Nut free, xanthan gum free
4.75 from 4
Prep Time 20 minutes
Cook Time 24 minutes
Chilling time 8 hours
Course Sweet
Cuisine Food Intolerance Friendly
Servings 8 cookies

Ingredients
  

  • 75g COLD vegan butter (needs at least 65% fat per 100g, I used Nuttelex Buttery for all my tests)
  • 50g light brown sugar
  • 25g caster sugar
  • 2 tsp vanilla bean paste (I use Queen because it's nice and thick)
  • 2 tsp cold soy milk (I used Bonsoy)
  • 55-70g tapioca flour (read notes carefully)
  • 30g brown rice flour (make sure it's finely milled)
  • 1 tsp baking powder
  • 1/4 tsp fine salt
  • 50-100g vegan chocolate (I used Lindt dark, I haven't tried a coconut oil based one)
  • sea salt flakes, to finish

Instructions
 

The night before:

  • Weigh the sugar and COLD vegan butter out. It should come straight from the fridge, and have been there overnight beforehand.
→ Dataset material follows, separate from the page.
PR #2496, opened 2023-11-14
added the alias that is preblematic in the error message

etrousset:
## What does this PR do ?

Add more detail in the error triggered by es service in _getIndice method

Please don't pop it in ten minutes before creaming and then ask me why they didn't work.
  • Place them into the bowl of your kitchen mixer. Add the vanilla bean paste and cream for 1 minute on a high speed. I use my whisk attachment and cream on speed 6 on a Kitchenaid.
  • Use a spatula to wipe down the bowl edges, making sure there's no rogue butter or sugar there. Cream for another minute. The mixture, while the whisk attachment is whisking through it, should look like a light coloured cookie batter already. The whisk should leave tracks.
  • If you live in a hot climate or a summery one (I tested this in the depths of winter) consider transferring the vegan butter mixture to the fridge while you weigh the flours out.
  • Weigh the flours, baking powder and salt into a small bowl. Use a clean, dry whisk to thoroughly combine.
  • Remove the butter mixture from the fridge, and measure out the COLD soy milk. I use soy milk. Mix the soy milk into the butter mixture until the edges pull away from the bowl.
  • Add the flour mixture to the butter, ensuring you get every little bit. Even 5g deviation in these cookies makes a huge difference. Use a spoon to mix until the cookie dough comes together and is just too wet to handle. Make sure you scrape up every bit of flour from the sides of the bowl.
  • I like to transfer the cookie dough back into the flour bowl (which is small and fridge friendly) and cover it to refrigerate overnight. Anecdotally, I found that the vegan chocolate looks prettier and melts more dramatically if you mix it into the cold dough, just before cooking.

The next day:

  • Preheat the oven to 180C or 356F.
  • Chop the chocolate (texturally and visually far more interesting) and stir through the cookie dough. Anedotally, I have found that putting the oven tray into the freezer for 10 or so minutes before use can help stop excess cookie spread.
  • I recommend cooking 1 cookie solo first, just to check that the cookie is exactly what you want. This way, you can easily adjust and proceed. If the cookie is flat, see the flat troubleshooting section, and if you tick everything off, add 5g extra tapioca flour. To address a puffy cookie with no spread, add 1 extra teaspoon soy milk, and bake off another cookie.
  • If you're happy with the cookie consistency, place 4 X 1 tablespoon balls of cookie dough evenly across the tray. They will have shaggy edges (you can't roll this dough with your hand) but thats fine. Put them in the oven for 10 minutes. When you open the door, they should have spread and puffed up. Gently bang the tray on the oven rack to release the gas in the cookies and create rippled surfaces. Cook them a little longer if they need darkening - only 1-2 minutes, so they're still crispy inside.
  • Repeat with the remaining cookies on a cold tray.
  • Allow them to sit on the tray for a minute or so, before gently transferring the baking sheet onto a cool surface. Don't pick them up for AT LEAST five minutes - they are molten sugar without an egg to bind, and need time to cool.